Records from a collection
<<<<

PR #200, opened 2015-02-28
Special case applying xmlns attributes.

ndrwhr-inkling:
Not all attributes can be set using the dot notation like you would for `className` and `id`.  In fact most attributes should be set using setAttribute and setAttributeNS. Using the dot notation incorrectly results in attributes being dropped when rendered as actual dom elements.

In our case we are working full HTML documents that must include an xmlns attribute. Performing any parsing and then rendering of vdom elements results in missing attributes as mentioned above.

### DIFF
--- a/test/main.js
+++ b/test/main.js
@@ -187,6 +187,17 @@ test("node class name is applied correctly", function (assert) {
     assert.end()
 })
 
+test("node xmlns is applied correctly", function(assert){
+    var vdom = h("html", { xmlns: "http://www.w3.org/1999/xhtml" })
+    var dom = render(vdom)
+    assert.notOk(dom.id)
+    assert.notOk(dom.className)
+    assert.equal(dom.tagName, "HTML")
+    assert.equal(dom.getAttribute("xmlns"), "http://www.w3.org/1999/xhtml")
+    assert.equal(dom.childNodes.length, 0)
+    assert.end()
+})
+
 test("mixture of node/classname applied correctly", function (assert) {
     var vdom = h("#override.very", { id: "important", className: "pretty"})
     var dom = render(vdom)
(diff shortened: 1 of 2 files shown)


Matt-Esch:
Sorry this isn't the right way to support namespaced attributes in virtual-dom.

First of all, the object you provide to virtual-hyperscript is a set of dom **properties**. They are not attributes at all. Yes, there is a difference between attributes and properties. If you wish to set an attribute instead of a property you can do this by setting a value on the attributes object

```js
h('html', { attributes: { 'xmlns': 'http://www.w3.org/1999/xhtml' } });
```

This is the most efficient way to set attributes on the node, if you really must set an attribute, but the attributes will be set without a namespace. `xmlns` is not namespaced. Generally speaking you will see namespaced attributes prefixes with a namespace identifier `<identifier>:<attrName>`

Attribute namespaces are completely orthogonal to node namespaces. so reading a namespace property from the node itself isn't sufficient. A DOM node can have attributes with different namespaces.

Currently if you want to use namespaced attributes you must use the attribute hook. For an example of heavy use of namespaced attributes, the svg function makes heavy use of these hooks to set namespaced attributes on the svg nodes.

https://github.com/Matt-Esch/virtual-dom/blob/master/virtual-hyperscript/svg.js


Also, other cool use cases for `attributes` is to set `data-` attributes. So the `DataSet` interface doesn't play nicely or consistently across all browsers. The easiest way to annotate a node with `data-` attributes is through the attributes hash:

```
h('div', { attributes: { 'data-test': 'some string annotation' } });
```

This allows you to play nicely with the frameworks and tools that depend on such annotations.

ndrwhr-inkling:
@Matt-Esch my bad. Thanks for the explanation!

PR #207, opened 2015-03-18
add custom element type extensions support

rkusa:
Add support for custom elements extending existing HTML elements, e.g.:

``` html
<a is="custom-link">...</a>
```

### DIFF
--- a/vdom/create-element.js
+++ b/vdom/create-element.js
@@ -26,11 +26,20 @@ function createElement(vnode, opts) {
         return null
     }
 
-    var node = (vnode.namespace === null) ?
-        doc.createElement(vnode.tagName) :
-        doc.createElementNS(vnode.namespace, vnode.tagName)
-
     var props = vnode.properties
+    var typeExtension = props.attributes && props.attributes.is
+    var node
+
+    if (typeExtension) {
+        node = (vnode.namespace === null) ?
+                doc.createElement(vnode.tagName, typeExtension) :
+                doc.createElementNS(vnode.namespace, vnode.tagName, typeExtension)
+    } else {
+        node = (vnode.namespace === null) ?
+                doc.createElement(vnode.tagName) :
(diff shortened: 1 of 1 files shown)


neonstalwart:
got a test?

neonstalwart:
the reason i ask about the test is that i believe things will break if you don't have a value for `typeExtension`.  see https://github.com/lhorie/mithril.js/blob/b0f85a71319d9c67ef03786c1c3031e001137070/mithril.js#L258-L259

rkusa:
As of the [spec](http://w3c.github.io/webcomponents/spec/custom/):
> Let TYPE be typeExtension, or localName if typeExtension is not present

I did not add a unit test, because it would probably fail on older browsers.
A test snippet (put into the root directory of virtual-dom):

```html
<!DOCTYPE html>
<html>
<head>
  <title>test</title>
  <script type="text/javascript" src="dist/virtual-dom.js"></script>
</head>
<body>
  <script type="text/javascript">
    var proto = Object.create(HTMLAnchorElement.prototype)
    proto.attachedCallback = function() {
      alert('WORKS')
    }

    var CustomAnchorElement = document.registerElement('custom-link', {
        prototype: proto,
        extends: 'a'
    })

    var h = virtualDom.h
    var tree = h('div', {}, [
      h('a', { attributes: { is: 'custom-link' } }, [String('foo')])
    ])

    document.body.appendChild(virtualDom.create(tree))
  </script>
</body>
</html>
```

Thanks for having a look!

rkusa:
Just saw that I get 

```html
<a is="A">...</a>
```

in some browsers. I've updated the PR

neonstalwart:
the code looks good.  i just wish there was some way to write a test for this.

@Matt-Esch any thoughts on how to add a test for this?

rkusa:
Anything I can do to help getting this merged? Thanks!

Issue #2511, opened 2023-01-26
`getBlock` throws when block not found by hash


acolytec3:
`getBlock` is currently typed to return a [`block` or `null`](https://github.com/ethereumjs/ethereumjs-monorepo/blob/7fa64079578b24e791c62be3fe3d6e634bb10f13/packages/blockchain/src/types.ts#L29) according to the `blockchain` interface.  In our implementation, if you look up a block by its hash and the corresponding DB key isn't in the database, the underlying `level` database throws a `NotFound` error and the dbManager doesn't handle this per the type so we get an exception instead.  

We should discuss whether to fix our implementation to match the interface or else change the interface since our general goal in recent history has to move away from returning `null`  but rather throwing an error or else returning undefined in these cases.  At a minimum, we should catch the error and then throw something more descriptive since `NotFound` doesn't tell the library consumer what is going on and is against the type suggestions provided.

jochem-brouwer:
To do so, we should review all cases where we `getBlock` and see if any behavior diverges if we return `null` instead of throw. I honestly think that indeed returning `null` makes more sense than throwing.

ScottyPoi:
Started working on this.

ScottyPoi:
> To do so, we should review all cases where we `getBlock` and see if any behavior diverges if we return `null` instead of throw. I honestly think that indeed returning `null` makes more sense than throwing.

I think I addressed all of the calls to `getBlock`, which required a bunch of `if (block === null) throw new Error("Block Not Found")`, or ` if (block === null) return undefined`

I don't know whether it feels like an improvement or not.

gabrocheleau:
Linking to to #2516

gabrocheleau:
Marking this as closed as this was reported as fixed in #2516

PR #2516, opened 2023-02-01
blockchain.getBlock - return Null instead of throwing

ScottyPoi:
Fixes bug mentioned in #2511
> `getBlock` throws when block not found by hash


acolytec3 (commented):
Looks pretty good to me though still need to fix something in the client tests.  I like that we're making the code match the interface, even if it is a tiny bit clunkier.  

Where is it breaking?  Is it the `getIteratorHead` return type change?

acolytec3:
Looks like at least some of the failing client tests are just not accounting for the new `null` return value and the test was written expecting it to throw.  So...fixing the tests will likely mean some slight modifications to how those RPC calls are handled (i.e. checking for null like you do elsewhere) and then throw the appropriate error.

ScottyPoi:
> 

I thought i covered everything, but maybe `coverage` runs some test that the other test commands don't?
Anyway, should be an easy fix like the others if I can find them.

ScottyPoi:
@acolytec3 thanks, I didn't see that you had started working on it.  

running `coverage` one more time locally, but I think i have it all

ScottyPoi:
The method `blockchain.getHead()` is marked as deprecated, replaced by `blockchain.getIteratorHead()`.
It is not called anywhere in the monorepo.

Updating `getBlock` required adding some lines of code to `getHead()` to handle the null return.  Since we already removed any tests that use `getHead()`, adding lines of code to it brought the `codecov` score further down.  

This question might be for @holgerd77 
When is it safe to delete  **deprecated** methods?

packages/blockchain/src/blockchain.ts
```diff
@@ -309,11 +309,14 @@ export class Blockchain implements BlockchainInterface {
...
    * @param name - Optional name of the iterator head (default: 'vm')
    */
-  async getIteratorHead(name = 'vm'): Promise<Block> {
-    return this.runWithLock<Block>(async () => {
+  async getIteratorHead(name = 'vm'): Promise<Block | Buffer> {
+    return this.runWithLock<Block | Buffer>(async () => {
       // if the head is not found return the genesis hash
       const hash = this._heads[name] ?? this.genesisBlock.hash()
       const block = await this.getBlock(hash)
+      if (block === null) {
```
acolytec3, line 317: Is it possible to reach this code block?  I traced down through the subsequent calls in `getBlock` and it looks like we don't have any places where the genesis block isn't instantiated as an actual `block`.  I tried contriving a test to call `getIteratorHead` without calling `blockchain._init` (where the genesis block gets created) and the `genesisBlock` is always in the db so the initial call to `getBlock` in line 316 will always return an actual `block`.
Here's my contrived test.  If I comment out the call to `_init`, `getIteratorHead` throws with an error complaining I haven't run `_init`.

```
tape('check blockchain constructor', async (t) => {
  const blockchain = new (Blockchain as any)()
  await blockchain._init()
  console.log(await blockchain.getIteratorHead())
  t.end()
})
```

All that to say, I'm wondering if we really need to have the return type of `getIteratorHead` be `<Block | Buffer>` since I don't think there's a place where this call to `getBlock` would actually return `null`.

ScottyPoi: I wonder the same thing.

Where does the "return the genesis hash if the head not found" rule come from?

acolytec3: Not sure, but I think we can safely remove that code block and revert the interface change there. Are there any other breaking changes?

acolytec3: Not sure, but I think we can safely remove that code block and revert the interface change there. Are there any other breaking - changes?

ScottyPoi: I don't think so.

I'm about to push a commit that rolls back that change and the downstream effects.
Seems like everything is still fine

holgerd77:
Rebased this and made a few clean-ups.

holgerd77 (approved):
@ScottyPoi @acolytec3 thanks a lot for working this through (definitely right decision to revert this `getIteratorHead()` type change) and generally for the clean implementation on this.

This whole change had me scratching my head a bit since I think we *will* eventually/likely get into some trouble changing/adopting the method signature typing for our `getBlock()` implementation. But I honestly also have to say that I do not see an alternative. At the end this is some kind of bug fixing, so to align this with the corresponding interface.

And the thing is (this fact I only got in a second round of reviewing/looking at this here): in the VM e.g. we do *have* implemented our stuff (and that's what others eventually have done to) our blockchain interaction behavior according to the assumed behavior of the interface, I e.g. stumbled upon this code part in `VM.runTx()`:

```typescript
const parentBlock = await this.blockchain.getBlock(opts.block?.header.parentHash)
if (parentBlock === null) {
  const msg = _errorMsg(
    `Parent block not found in blockchain so cannot compute data gas price`,
    this,
    block,
    tx
  )
  throw new Error(msg)
}
```

I was puzzled because I first thought "ah, Scotty has added this `if (parentBlock === null)` part, but then I didn't find it in the change summary here and realized that we just implemented this stuff *already*  after the interface logic and - if we would keep the old deviating behavior - the above code part would just not work since we didn't implement this null-returning logic.

So I guess this is a really important inconsistency/bug fix also for ourself, since these cases where we otherwise just "overlook" these (in doubt pretty common) block-is-not-there-for-whatever-reasons cases this can lead to serious indefined/wrong behavior.

So I will merge. Already seeing the complaints though. 🙂 

Will try to mitigate a bit by releasing at least under a minor version bump. Maybe this helps a bit to draw some attention to the fact that an update might need some attention.

Have also done some final clean-ups since some casts where unnecessary any more after going back to the old type signature for `getIteratorHead()`.

PR #2519, opened 2023-02-07
client: Fix client's sync state on startup or while mining or single node (test) runs

### LINKED ISSUE #2517: merge at genesis oddities
When we start the client with genesis parameters that have the merge at the genesis block, I have observed a couple of oddities with how the client responds to RPC calls that should be addressed.
- `eth_syncing` - When `eth_syncing` is called, if merge is at genesis and running as a solo EL/CL pair, the client throws [this error](https://github.com/ethereumjs/ethereumjs-monorepo/blob/52dbfc2026ae42ba6e607d287d616a23aa21bbe5/packages/client/lib/rpc/modules/eth.ts#L996) since there will never be another EL layer peer to sync with.  We should either add a new option to the CLI for running solo client pairs (i.e. local devnet) or else find another way to address this one (maybe add a check to see if we're using `BeaconSync` vs one of the other synchronizers?
- `eth_sendRawTransaction` - [Here](https://github.com/ethereumjs/ethereumjs-monorepo/blob/52dbfc2026ae42ba6e607d287d616a23aa21bbe5/packages/client/lib/rpc/modules/eth.ts#L874) - when a transaction is submitted, the client throws an error about not knowing the current chain height.  If merge is at genesis, it seems like we should just assume height = 0 until a paired CL client provides a FcU and accept the transaction.

g11tech:
Fix client's sync state on startup or while mining or single node (test) runs

Closes #2517

### DIFF
--- a/packages/client/lib/config.ts
+++ b/packages/client/lib/config.ts
@@ -463,6 +463,14 @@ export class Config {
         }
       }
     }
+
+    this.logger.debug(
+      `Client synchronized=${this.synchronized}${
+        latest ? ' height= ' + latest.number : ''
+      } syncTargetHeight=${this.syncTargetHeight} lastSyncDate=${
+        (Date.now() - this.lastSyncDate) / 1000
+      } secs ago`
+    )
   }
 
   /**
--- a/packages/client/lib/config.ts
+++ b/packages/client/lib/config.ts
@@ -4,11 +4,12 @@ import { Level } from 'level'
 
 import { getLogger } from './logging'
 import { Libp2pServer, RlpxServer } from './net/server'
-import { EventBus } from './types'
-import { parseTransports } from './util'
+import { Event, EventBus } from './types'
+import { parseTransports, short } from './util'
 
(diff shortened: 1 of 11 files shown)


packages/client/lib/config.ts
```diff
@@ -275,6 +288,7 @@ export class Config {
   public static readonly SAFE_REORG_DISTANCE = 100
   public static readonly SKELETON_FILL_CANONICAL_BACKSTEP = 100
   public static readonly SKELETON_SUBCHAIN_MERGE_MINIMUM = 1000
+  public static readonly SYNCED_STATE_REMOVAL_PERIOD = 60000
```
holgerd77, line 291: That's really a nice and more explicit configuration parameter on this! 👍

holgerd77 (approved):
This is a really welcomed refactor of the synced state detection, really somewhat central to have this clean under a single source of truth, already realized this when I muddled a bit along these code parts at interop, great! 🤩

Will merge.

PR #2523, opened 2023-02-09
Revert PR #2516 Blockchain.getBlock() return Null instead of throwing

holgerd77:
This reverts commit c5bb62a5ac38ee052a0c4be54e77f2b37e3a6619.

After an additional analysis with @g11tech on the way we have implemented we came to the conclusion that this is too breaking in its current form, since we would have had already various necessary code changes following this in our internal code base.

We will then instead go the path and change the interface instead (removing the `null` return option), which should have substantially less side effects.

@ScottyPoi can you please go your PR #2516 and extract (and adopt a bit) valuable unrelated updates like the additional tests you wrote? Thanks! 🙏

So, some context for review: this is undoing the changes from the PR with the command:

```shell
git revert c5bb62a5ac38ee052a0c4be54e77f2b37e3a6619
```


g11tech (approved):
lgtm

PR #2524, opened 2023-02-09
Fix blockchain interface getBlock() signature (remove null return option)

holgerd77:
Replacement candidate for reverted #2516 after some additional discussion on the breaking implications of this.

This PR now instead adjusts the Blockchain getBlock() interface signature, adds some tests and removes some non-reachable null asserting conditional clauses.

PR also improves on the error message of `getBlock()` as suggested in #2511.

Open for review.

### DIFF
--- a/packages/blockchain/src/blockchain.ts
+++ b/packages/blockchain/src/blockchain.ts
@@ -708,7 +708,18 @@ export class Blockchain implements BlockchainInterface {
     // in the `VM` if we encounter a `BLOCKHASH` opcode: then a bigint is used we
     // need to then read the block from the canonical chain Q: is this safe? We
     // know it is OK if we call it from the iterator... (runBlock)
-    return this.dbManager.getBlock(blockId)
+    try {
+      return await this.dbManager.getBlock(blockId)
+    } catch (error: any) {
+      if (error.code === 'LEVEL_NOT_FOUND') {
+        if (typeof blockId === 'object') {
+          error.message = `Block with hash ${blockId.toString('hex')} not found in DB (NotFound)`
+        } else {
+          error.message = `Block number ${blockId} not found in DB (NotFound)`
+        }
+      }
+      throw error
+    }
   }
 
   /**
--- a/packages/blockchain/src/blockchain.ts
+++ b/packages/blockchain/src/blockchain.ts
@@ -653,9 +653,6 @@ export class Blockchain implements BlockchainInterface {
     let parentHash = block.header.parentHash
     for (let i = 0; i < getBlocks; i++) {
       const parentBlock = await this.getBlock(parentHash)
-      if (parentBlock === undefined) {
-        throw new Error(`could not find parent block ${block.errorStr()}`)
-      }
       canonicalBlockMap.push(parentBlock)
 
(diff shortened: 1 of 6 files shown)


packages/blockchain/src/blockchain.ts
```diff
@@ -708,7 +705,18 @@ export class Blockchain implements BlockchainInterface {
     // in the `VM` if we encounter a `BLOCKHASH` opcode: then a bigint is used we
     // need to then read the block from the canonical chain Q: is this safe? We
     // know it is OK if we call it from the iterator... (runBlock)
-    return this.dbManager.getBlock(blockId)
+    try {
+      return await this.dbManager.getBlock(blockId)
+    } catch (error: any) {
+      if (error.code === 'LEVEL_NOT_FOUND') {
+        if (typeof blockId === 'object') {
+          error.message = `Block with hash ${blockId.toString('hex')} not found in DB (NotFound)`
```
holgerd77, line 713: I've kept the `NotFound` here to increase backwards compatibility of the change, in case someone compares the string of this error message (respectively: checks for inclusion).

>>>>

WHAT YOU SHOULD DO: Search the entries for the word "realized". Copy every line where it occurs.

ANSWER SPACE:
I was puzzled because I first thought "ah, Scotty has added this `if (parentBlock === null)` part, but then I didn't find it in the change summary here and realized that we just implemented this stuff *already*  after the interface logic and - if we would keep the old deviating behavior - the above code part would just not work since we didn't implement this null-returning logic.
This is a really welcomed refactor of the synced state detection, really somewhat central to have this clean under a single source of truth, already realized this when I muddled a bit along these code parts at interop, great! 🤩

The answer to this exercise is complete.